§ **ACTIVITY**: Return every entry below exactly as written.
##### RECORDS FOR PROCESSING
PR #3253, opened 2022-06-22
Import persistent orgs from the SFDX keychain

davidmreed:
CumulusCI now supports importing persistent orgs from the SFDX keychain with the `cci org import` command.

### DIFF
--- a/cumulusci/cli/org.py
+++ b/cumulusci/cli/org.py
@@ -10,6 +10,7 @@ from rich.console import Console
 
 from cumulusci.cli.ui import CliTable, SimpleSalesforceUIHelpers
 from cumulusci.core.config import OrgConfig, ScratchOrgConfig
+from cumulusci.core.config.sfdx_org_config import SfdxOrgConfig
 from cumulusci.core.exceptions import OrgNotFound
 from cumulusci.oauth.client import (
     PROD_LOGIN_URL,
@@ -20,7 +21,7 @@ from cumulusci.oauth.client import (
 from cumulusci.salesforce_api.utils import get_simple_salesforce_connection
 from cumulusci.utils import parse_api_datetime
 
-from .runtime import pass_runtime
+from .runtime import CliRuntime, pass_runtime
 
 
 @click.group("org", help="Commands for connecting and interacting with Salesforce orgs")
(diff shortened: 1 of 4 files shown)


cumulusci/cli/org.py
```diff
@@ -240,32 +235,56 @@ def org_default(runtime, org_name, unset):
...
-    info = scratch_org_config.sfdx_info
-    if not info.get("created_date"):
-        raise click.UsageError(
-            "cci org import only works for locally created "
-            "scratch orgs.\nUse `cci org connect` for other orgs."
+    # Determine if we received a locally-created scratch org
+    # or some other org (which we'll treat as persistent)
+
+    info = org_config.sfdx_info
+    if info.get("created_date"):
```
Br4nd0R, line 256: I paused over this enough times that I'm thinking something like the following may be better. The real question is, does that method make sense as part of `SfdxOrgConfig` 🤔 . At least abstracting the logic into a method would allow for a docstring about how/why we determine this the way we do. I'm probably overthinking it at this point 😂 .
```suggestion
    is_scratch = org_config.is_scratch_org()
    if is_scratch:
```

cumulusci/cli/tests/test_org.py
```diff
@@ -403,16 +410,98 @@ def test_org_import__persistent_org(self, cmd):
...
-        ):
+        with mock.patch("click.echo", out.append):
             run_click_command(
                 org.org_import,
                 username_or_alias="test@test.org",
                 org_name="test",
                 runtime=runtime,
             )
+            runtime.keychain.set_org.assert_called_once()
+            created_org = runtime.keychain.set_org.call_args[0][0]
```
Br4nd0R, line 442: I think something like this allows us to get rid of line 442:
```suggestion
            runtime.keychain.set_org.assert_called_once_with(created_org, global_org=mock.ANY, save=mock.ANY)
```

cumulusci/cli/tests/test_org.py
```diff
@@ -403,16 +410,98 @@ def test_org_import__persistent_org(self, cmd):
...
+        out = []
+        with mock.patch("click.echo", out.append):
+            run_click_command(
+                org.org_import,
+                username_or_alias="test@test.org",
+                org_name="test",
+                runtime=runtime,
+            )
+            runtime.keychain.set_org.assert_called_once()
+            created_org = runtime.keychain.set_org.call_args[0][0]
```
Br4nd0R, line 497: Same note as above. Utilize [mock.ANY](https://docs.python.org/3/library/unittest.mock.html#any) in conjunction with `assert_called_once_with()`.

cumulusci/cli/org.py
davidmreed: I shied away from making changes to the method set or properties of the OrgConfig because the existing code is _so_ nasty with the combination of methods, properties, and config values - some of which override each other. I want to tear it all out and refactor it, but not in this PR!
##########
§ **YOUR SOLUTION**:
PR #3253, opened 2022-06-22
Import persistent orgs from the SFDX keychain

davidmreed:
CumulusCI now supports importing persistent orgs from the SFDX keychain with the `cci org import` command.

### DIFF
--- a/cumulusci/cli/org.py
+++ b/cumulusci/cli/org.py
@@ -10,6 +10,7 @@ from rich.console import Console
 
 from cumulusci.cli.ui import CliTable, SimpleSalesforceUIHelpers
 from cumulusci.core.config import OrgConfig, ScratchOrgConfig
+from cumulusci.core.config.sfdx_org_config import SfdxOrgConfig
 from cumulusci.core.exceptions import OrgNotFound
 from cumulusci.oauth.client import (
     PROD_LOGIN_URL,
@@ -20,7 +21,7 @@ from cumulusci.oauth.client import (
 from cumulusci.salesforce_api.utils import get_simple_salesforce_connection
 from cumulusci.utils import parse_api_datetime
 
-from .runtime import pass_runtime
+from .runtime import CliRuntime, pass_runtime
 
 
 @click.group("org", help="Commands for connecting and interacting with Salesforce orgs")
(diff shortened: 1 of 4 files shown)


cumulusci/cli/org.py
```diff
@@ -240,32 +235,56 @@ def org_default(runtime, org_name, unset):
...
-    info = scratch_org_config.sfdx_info
-    if not info.get("created_date"):
-        raise click.UsageError(
-            "cci org import only works for locally created "
-            "scratch orgs.\nUse `cci org connect` for other orgs."
+    # Determine if we received a locally-created scratch org
+    # or some other org (which we'll treat as persistent)
+
+    info = org_config.sfdx_info
+    if info.get("created_date"):
```
Br4nd0R, line 256: I paused over this enough times that I'm thinking something like the following may be better. The real question is, does that method make sense as part of `SfdxOrgConfig` 🤔 . At least abstracting the logic into a method would allow for a docstring about how/why we determine this the way we do. I'm probably overthinking it at this point 😂 .
```suggestion
    is_scratch = org_config.is_scratch_org()
    if is_scratch:
```

cumulusci/cli/tests/test_org.py
```diff
@@ -403,16 +410,98 @@ def test_org_import__persistent_org(self, cmd):
...
-        ):
+        with mock.patch("click.echo", out.append):
             run_click_command(
                 org.org_import,
                 username_or_alias="test@test.org",
                 org_name="test",
                 runtime=runtime,
             )
+            runtime.keychain.set_org.assert_called_once()
+            created_org = runtime.keychain.set_org.call_args[0][0]
```
Br4nd0R, line 442: I think something like this allows us to get rid of line 442:
```suggestion
            runtime.keychain.set_org.assert_called_once_with(created_org, global_org=mock.ANY, save=mock.ANY)
```

cumulusci/cli/tests/test_org.py
```diff
@@ -403,16 +410,98 @@ def test_org_import__persistent_org(self, cmd):
...
+        out = []
+        with mock.patch("click.echo", out.append):
+            run_click_command(
+                org.org_import,
+                username_or_alias="test@test.org",
+                org_name="test",
+                runtime=runtime,
+            )
+            runtime.keychain.set_org.assert_called_once()
+            created_org = runtime.keychain.set_org.call_args[0][0]
```
Br4nd0R, line 497: Same note as above. Utilize [mock.ANY](https://docs.python.org/3/library/unittest.mock.html#any) in conjunction with `assert_called_once_with()`.

cumulusci/cli/org.py
davidmreed: I shied away from making changes to the method set or properties of the OrgConfig because the existing code is _so_ nasty with the combination of methods, properties, and config values - some of which override each other. I want to tear it all out and refactor it, but not in this PR!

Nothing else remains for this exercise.